◆ What you are asked to do
Copy out each line of the listing below that contains the word "default".

◆ Available records
PR #3732, opened 2023-06-10
improve account switching intents

### LINKED ISSUE #3695: Route ComposeActivity intents via MainActivity
[Copying out of https://github.com/tuskyapp/Tusky/pull/3688]

"Compose" intents from Android notifications (e.g., a notification about a message you can reply to) are currently set directly to `ComposeActivity`, where it makes sure the message is sent with the correct ID.

To be consistent with the way other intents are handled it would be better to send these through `MainActivity` so the account switch can happen there (https://github.com/tuskyapp/Tusky/pull/3688#issuecomment-1563422030).

* * * *
- Tusky Version: 21

connyduck:
Before: Intent creation all over the place, account switching logic in both `ComposeActivity` and `MainActivity`
After: Intents only created in `MainActivity` Companion, account switching only in `MainActivity`

closes #3695


Tak (approved):

app/lint-baseline.xml
```diff
@@ -3705,12 +3705,12 @@
 
     <issue
         id="SyntheticAccessor"
-        message="Access to `private` method `forwardShare` of class `MainActivity` requires synthetic accessor"
-        errorLine1="                                    forwardShare(intent)"
-        errorLine2="                                    ~~~~~~~~~~~~">
+        message="Access to `private` method `forwardToComposeActivity` of class `MainActivity` requires synthetic accessor"
+        errorLine1="                                    forwardToComposeActivity(intent)"
+        errorLine2="                                    ~~~~~~~~~~~~~~~~~~~~~~~~">
```
connyduck, line 3710: Not sure if this rule makes any sense. Worrying about method limits is so 2017.

app/src/main/java/com/keylesspalace/tusky/MainActivity.kt
```diff
@@ -1049,8 +1065,74 @@ class MainActivity : BottomSheetActivity(), ActionButtonActivity, HasAndroidInje
...
+        private const val REDIRECT_URL = "redirectUrl"
+        private const val OPEN_DRAFTS = "draft"
+        private const val ACCOUNT_ID = "accountId"
+        private const val COMPOSE_OPTIONS = "composeOptions"
+        private const val NOTIFICATION_TYPE = "notificationType"
+        private const val NOTIFICATION_TAG = "notificationTag"
+        private const val NOTIFICATION_ID = "notificationId"
+
+        /**
+         * switches the active account to the provided accountId and then stays on MainActivity
```
nikclayton, line 1077:
```suggestion
         * Switches the active account to the provided accountId and then stays on MainActivity
```

app/src/main/java/com/keylesspalace/tusky/MainActivity.kt
```diff
@@ -1049,8 +1065,74 @@ class MainActivity : BottomSheetActivity(), ActionButtonActivity, HasAndroidInje
...
+         */
+        @JvmStatic
+        fun accountSwitchIntent(context: Context, accountId: Long): Intent {
+            return Intent(context, MainActivity::class.java).apply {
+                putExtra(ACCOUNT_ID, accountId)
+            }
+        }
+
+        /**
+         * switches the active account to the accountId and takes the user to correct place according to the notification they clicked
```
nikclayton, line 1087:
```suggestion
         * Switches the active account to the accountId and takes the user to the correct place according to the notification they clicked
```

app/src/main/java/com/keylesspalace/tusky/MainActivity.kt
```diff
@@ -1049,8 +1065,74 @@ class MainActivity : BottomSheetActivity(), ActionButtonActivity, HasAndroidInje
...
+         */
+        @JvmStatic
+        fun openNotificationIntent(context: Context, type: Notification.Type, accountId: Long): Intent {
+            return accountSwitchIntent(context, accountId).apply {
+                putExtra(NOTIFICATION_TYPE, type)
+            }
+        }
+
+        /**
+         * switches the active account to the accountId and then opens the ComposeActivity with the provided options
```
nikclayton, line 1097:
```suggestion
         * Switches the active account to the accountId and then opens ComposeActivity with the provided options
```

app/src/main/java/com/keylesspalace/tusky/MainActivity.kt
```diff
@@ -1049,8 +1065,74 @@ class MainActivity : BottomSheetActivity(), ActionButtonActivity, HasAndroidInje
...
+            options: ComposeActivity.ComposeOptions,
+            accountId: Long = -1,
+            notificationTag: String? = null,
+            notificationId: Int = -1
+        ): Intent {
+            return accountSwitchIntent(context, accountId).apply {
+                action = Intent.ACTION_SEND // so it can be opened via shortcuts
+                putExtra(COMPOSE_OPTIONS, options)
+                putExtra(NOTIFICATION_TAG, notificationTag)
+                putExtra(NOTIFICATION_ID, notificationId)
```
nikclayton, line 1113: Should these be conditional on `notificationTag` being non-null and `notificationId` not being `-1`?

app/src/main/java/com/keylesspalace/tusky/MainActivity.kt
```diff
@@ -1049,8 +1065,74 @@ class MainActivity : BottomSheetActivity(), ActionButtonActivity, HasAndroidInje
...
+        /**
+         * switches the active account to the accountId and then opens the ComposeActivity with the provided options
+         * @param notificationId optional id of the notification that should be cancelled when this intent is opened
+         * @param notificationTag optional tag of the notification that should be cancelled when this intent is opened
+         */
+        @JvmStatic
+        fun composeIntent(
+            context: Context,
+            options: ComposeActivity.ComposeOptions,
+            accountId: Long = -1,
```
nikclayton, line 1105: Should this have a default? Would it be clearer at the call site if the expected account was always specified?

app/src/main/java/com/keylesspalace/tusky/MainActivity.kt
```diff
@@ -1049,8 +1065,74 @@ class MainActivity : BottomSheetActivity(), ActionButtonActivity, HasAndroidInje
...
+            return Intent(context, MainActivity::class.java).apply {
+                putExtra(ACCOUNT_ID, accountId)
+            }
+        }
+
+        /**
+         * switches the active account to the accountId and takes the user to correct place according to the notification they clicked
+         */
+        @JvmStatic
+        fun openNotificationIntent(context: Context, type: Notification.Type, accountId: Long): Intent {
```
nikclayton, line 1090: Please can all of these `...Intent` methods have a consistent param order; `context` first, then `accountId` (possibly called `tuskyAccountId`, per the earlier comment), and then the params that are specific to that intent.

app/src/main/java/com/keylesspalace/tusky/components/compose/ComposeActivity.kt
```diff
@@ -206,22 +205,7 @@ class ComposeActivity :
...
-        // If started from an intent then compose as the account ID from the intent.
-        // Otherwise use the active account. If null then the user is not logged in,
-        // and return from the activity.
-        val intentAccountId = intent.getLongExtra(ACCOUNT_ID_EXTRA, -1)
-        activeAccount = if (intentAccountId != -1L) {
-            accountManager.getAccountById(intentAccountId)
-        } else {
-            accountManager.activeAccount
-        } ?: return
+        activeAccount = accountManager.activeAccount ?: return
```
nikclayton, line 208: +1

I'll do a sweep through the code after this PR has gone in to catch other places where this should be done.

app/src/main/java/com/keylesspalace/tusky/MainActivity.kt
```diff
@@ -1049,8 +1065,74 @@ class MainActivity : BottomSheetActivity(), ActionButtonActivity, HasAndroidInje
...
+
+        /**
+         * switches the active account to the accountId and then tries to resolve and show the provided url
+         */
+        @JvmStatic
+        fun redirectIntent(context: Context, url: String, accountId: Long): Intent {
+            return Intent(context, MainActivity::class.java).apply {
+                putExtra(ACCOUNT_ID, accountId)
+                putExtra(REDIRECT_URL, url)
+            }
```
nikclayton, line 1125:
```suggestion
            return accountSwitchIntent(context, accountId).apply {
                putExtra(REDIRECT_URL, url)
            }
```

?

app/src/main/java/com/keylesspalace/tusky/util/ShareShortcutHelper.kt
```diff
@@ -72,7 +71,7 @@ fun updateShortcut(context: Context, account: AccountEntity) {
         val intent = Intent(context, MainActivity::class.java).apply {
             action = Intent.ACTION_SEND
             type = "text/plain"
-            putExtra(NotificationHelper.ACCOUNT_ID, account.id)
+            putExtra(ShortcutManagerCompat.EXTRA_SHORTCUT_ID, account.id.toString())
         }
```
nikclayton, line 75: Should this be moved in to a function in `MainActivity`, for consistency with all the others?

nikclayton (changes requested):

app/src/main/java/com/keylesspalace/tusky/MainActivity.kt
```diff
@@ -1049,8 +1065,74 @@ class MainActivity : BottomSheetActivity(), ActionButtonActivity, HasAndroidInje
...
+        }
+
+        /**
+         * switches the active account to the accountId and then opens the ComposeActivity with the provided options
+         * @param notificationId optional id of the notification that should be cancelled when this intent is opened
+         * @param notificationTag optional tag of the notification that should be cancelled when this intent is opened
+         */
+        @JvmStatic
+        fun composeIntent(
```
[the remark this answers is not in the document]
connyduck: `openNotificationIntent` is coming from notifications, `openComposeIntent` is going to compose, they are not the same

app/src/main/java/com/keylesspalace/tusky/MainActivity.kt
connyduck: I think default is fine. Added an explanation to the Kdoc.

app/src/main/java/com/keylesspalace/tusky/MainActivity.kt
```diff
@@ -232,10 +241,10 @@ class MainActivity : BottomSheetActivity(), ActionButtonActivity, HasAndroidInje
             } else if (openDrafts) {
                 val intent = DraftsActivity.newIntent(this)
                 startActivity(intent)
-            } else if (accountRequested && savedInstanceState == null) {
+            } else if (accountRequested && savedInstanceState == null && intent.hasExtra(NOTIFICATION_TYPE)) {
```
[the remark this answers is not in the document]
connyduck: That is a safeguard to prevent the same event from happening over and over again when the activity is recreated and it should actually be everywhere

app/src/main/java/com/keylesspalace/tusky/util/ShareShortcutHelper.kt
connyduck: Was wondering that as well, but it is very specific to the Shortcutmanager and should not be used anywhere else. Can still move if you think its better.

app/src/main/java/com/keylesspalace/tusky/BaseActivity.java
```diff
@@ -214,9 +214,9 @@ public void showAccountChooserDialog(CharSequence dialogTitle, boolean showActiv
 
     public void openAsAccount(@NonNull String url, @NonNull AccountEntity account) {
         accountManager.setActiveAccount(account.getId());
-        Intent intent = new Intent(this, MainActivity.class);
+        Intent intent = MainActivity.redirectIntent(this, url, account.getId());
         intent.setFlags(Intent.FLAG_ACTIVITY_NEW_TASK | Intent.FLAG_ACTIVITY_CLEAR_TASK);
```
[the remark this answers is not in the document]
connyduck: yes, lets move them

app/src/main/java/com/keylesspalace/tusky/MainActivity.kt
```diff
@@ -182,30 +184,39 @@ class MainActivity : BottomSheetActivity(), ActionButtonActivity, HasAndroidInje
...
+            val notificationId = intent.getIntExtra(NOTIFICATION_ID, -1)
+            if (notificationId != -1) {
+                // opened from a notification action, cancel the notification
+                val notificationManager = getSystemService(NOTIFICATION_SERVICE) as NotificationManager
+                notificationManager.cancel(intent.getStringExtra(NOTIFICATION_TAG), notificationId)
+            }
+
             /** there are two possibilities the accountId can be passed to MainActivity:
-             * - from our code as long 'account_id'
+             * - from our code as Long Intent Extra ACCOUNT_ID
```
nikclayton, line 198:
```suggestion
             * - from our code as Long Intent Extra TUSKY_ACCOUNT_ID
```

nikclayton (approved):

◆ Answer to the problem
nikclayton, line 1105: Should this have a default? Would it be clearer at the call site if the expected account was always specified?
connyduck: I think default is fine. Added an explanation to the Kdoc.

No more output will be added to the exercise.